Dataset entries

Segment Open

PR #401, opened 2019-09-14
don't dump garmin_fit from lezyne devices just because occasion endian field is not 0 or 1.

spacelama:
The lezyne "super gps", every 10th ride or so, outputs a .fit file that is entirely valid other than a weird non 0/1 endian field.  Don't dump the data just because of that.

I've added a test file that errored out, but I have no idea whether I've formatted the test correctly.  Maybe you'd want a flag that specified that the checking was to be less strict.  Or maybe you'd just get rid of the warning message altogether since the file appears to be otherwise valid.


robertlipe:
Hi, and thanx.

It seems likely this flag just isn't endianness.  Big Endian seems to be
pretty dead in any computing environment (networking aside) so I'm OK with
this being a warning or demoted to even a debug message.

The tests are failing because there's an extra waypoint in your data that's
not accounted for. Can you please analyze, regenerating the reference files
if necessary, and re-upload?
You should be able to see this if you run a "./testo garmin_fit", but the
relevant part of https://travis-ci.org/gpsbabel/gpsbabel/jobs/584946886 is:

+  <wpt lat="-37.720647510" lon="144.964655098">
3994+    <name>LAP001</name>
3995+    <cmt>LAP001</cmt>
3996+    <desc>LAP001</desc>
3997+  </wpt>

spacelama:
OK, new reference file committed - the failed CI check above appears to be unrelated?

GPSBabelDeveloper:
Thank you for humoring me. Yes, the failure was spurious, so I retriggered the flake and we're good.

Thanx for the hand.

tsteven4:
In addition to the unusual endian fields, the reference file provided, lezyne_super_gps-garmin_fit-sample-bad-endian.fit, has a bad file CRC.  Setting the unusual endian fields to 1 does not result in a good file CRC.  The header CRC is present, non-zero, and correct.  It would appear that something besides the two unusual endian fields is corrupted in this file.

tsteven4:
lezyne_super_gps-garmin_fit-sample-bad-endian.gpx is quite corrupt.  The file is the expected length indicated in the header, but the last ~half of the file makes no sense.  This is in the area where the unusual endian fields are found.  This point is after all the recoverable data is recovered, i.e. even if we ~~fatal~~ abort the read on endian>1 the gpx output produced is identical.  Using -D8 shows we are quite lost after about half the file is read.

I question the desirability of this PR.

spacelama:
Correct, the second half of the file is corrupt, but the first half successfully contains the entire trip - the device in question then goes crazy perhaps as it loses GPS signal in the last few seconds before being told to shut down, but in the meantime writes half a megabyte of garbage.

But remember the original code bails at this point, not writing anything out.  That good data is not recoverable without some sort of patch saying "hey, ignore the CRC for now - I'll fix it in post-processing"

Also, even though current gpsbabel bails and doesn't write out any content, it isn't sufficient simply to write out the translated content so far, and then bail.  Quite a few files produced by this device have the corrupted content at the start of the file, and the second half contains good data.  

Better to leave the fixing up to post processing - just log a warning instead.

tsteven4:
@spacelama, thanks for writing back.

My goals, in priority order, are

- always produce valid output given valid input.  If you can prove that we produce invalid output given valid input that's our bug.
- process the portion of valid input that we understand.  We might not understand some feature of the input, but if the input is valid we strive to get by, perhaps skipping the parts of the input we don't understand.  The fit format has lots of data we don't understand that we should be able to step around, e.g. unknown message types.
   ...
- somewhere at the bottom of the list: tolerate invalid input when implementation is low risk and low complexity.
 

These goals apply to all formats.  Validity might be determined by XML schema validation (offline) against an XSD.  Invalid input/output might be indicated by a CRC failure.

All gpsbabel garmin fit code so far doesn't compute read CRCs.  ~~On my system the sample provided actually produces the same output if we fatal at the "Unusual endian ..." detection.  I can imagine this might depend on write buffering and might fail on another system as you seem to indicate.~~

I am about to propose a change that calculates the file CRC immediately before any other reading, and fatals if it is wrong.  It will also fatal on the header CRC if it is present and incorrect.  However, I will add an option to ignore the CRC errors and throw caution to the wind.  From a support perspective I want to know that we are processing a corrupt file so I won't waste time chasing down the exact circumstances of the failure.  In the case of your sample, after floundering around for a while we end up attempting to read past the end of file 4350 times because of other permissive behavior:

> // fail gracefully for GARMIN Edge 800 with newest firmware, seems to write a wrong record length
    // for the last record.

By the way, your sample file has exactly the length indicated in the header.  So even though about half the file has corrupted data the byte count is correct.  That may be a hint as to why the file is compromised.  The root of the problem you reported is upstream, that is where you should be seeking relief.

My leaning is to check and fatal immediately on any CRC error.  But if the ignorecrc option is provided then to process the file as master branch currently does.  Will this work for you?

spacelama:
On Sun, 26 Apr 2020, tsteven4 wrote:

> By the way, your sample file has exactly the length indicated in the header.  So even though about half the file has corrupted data the byte count is correct.  That may be a hint as to why the file is compromised.  The root of the problem you reported is upstream, that is where you should be seeking relief.

There's definitely an upstream bug - I have reported it, but the company
are pretty uninterested.

> My leaning is to check and fatal immediately on any CRC error.  But if the ignorecrc option is provided then to process the file as master branch currently does.  Will this work for you?

Sounds good to me.



-- 
Tim Connors

robertlipe:
Right on, tsteven4. That's a well stated list of our goals (that we should
probably actually formally state somewhere...) for all the formats for all
the many years we've been at this.

Adding a flag that is --i-know-my-gps-is-broken-and-dont-bother-us seems a
very reasonable compromise.

I'm sad that we've earned the reputation of repairpeople for broken
GPSes just because we're the only one that answers.  Just like we don't go
out of our way to squawk about unknown tax in GPX, we also don't crawl
through glass to "fix" files that are clearly dumb. I can think of one
exception, but that got fixed upstream at least partially because our
workaround generated a message to contact support at the company that wrote
it. :-) We no longer have that code.

Tim, my cycling days are over so I'll admit I hadn't even heard of
Lezyene units until this discussion. Can you please provide us with a
paragraph of models that are affected or do we have to assume that all of
their units (apps?) are similarly broken? Any words you can provide o this
topic that would help affected users can appear in our next doc build.

The "New Edge" firmware is from 2012. I have no idea if that 2.7 was fixed
or is still in circulation.  We tend to support things way longer than the
manufacturers do. (See above on reputation...) Unfortunately, people don't
contact us when kludges are no longer necessary.

spacelama:
> Tim, my cycling days are over so I'll admit I hadn't even heard of
Lezyene units until this discussion. Can you please provide us with a
paragraph of models that are affected or do we have to assume that all of
their units (apps?) are similarly broken? Any words you can provide o this
topic that would help affected users can appear in our next doc build.

At least the "Lezyne Enhanced Super GPS" is affected, but it could be the full range of devices using this firmware ("Year 10 and Newer Devices (2017-2019 Model Years)"): https://www.lezyne.com/gpsroot/gps_updategps.php

Perhaps the models affected are these: https://ride.lezyne.com/pages/user-manuals
2017: Mini, Macro, Micro, Super, Micro C
2019: Mega XL/Mega C

I last updated the firmware in about Jan 2020 (13.41), and had correspondence with them about the problem in Jun 2019.  There is a newer minor release out (13.88), but nothing relevant in the changelogs - there's been 4 major releases since the problem being apparent (in 9.64) and now.

tsteven4:
In general we get changes like this because somebody handy with a broken gps/serial interface/... got a fatal error trying to read.  They commented out the error or made it a warning and something useful got written.  It is sort of a miracle, because by commenting out the error the reader wanders around in never never land for quite a while before somehow completing and letting the writer write anything the reader read before it walked into the weeds.

IMO what we need is for the guts of the reader to throw an exception once it detects it is in the weeds.  Then at a high level in the reader, e.g. read(), the exception is caught and, depending on an option either fatals or issues a warning and returns from read().  This minimizes the wandering around in the weeds hoping to find our way out someday part of the story, and conditionally allows the writer to try to output any data that was recovered.

I will proceed in this direction for garmin_fit.

tsteven4:
@spacelama, I believe your sample file has three issues.  They are consistent with a lezyne software problem.

1. I believe the correct file should be the first 22183 bytes of your sample, with two changes in the header:
2. The length of the data section needs to be corrected in bytes 4-7. (22167)
3. This requires a new header CRC in bytes 12-13 (0x6c3f).

I note that the correct file CRC is already at bytes 22182-22183 of your original file.

It appears to me that your device failed to update the header after updating the data section and the file CRC.  Additionally the file length corresponded to the incorrect header.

Segment Closed

WORK INSTRUCTION: Look through the records and gather every line containing "reputation".

FINAL ANSWER:
I'm sad that we've earned the reputation of repairpeople for broken
manufacturers do. (See above on reputation...) Unfortunately, people don't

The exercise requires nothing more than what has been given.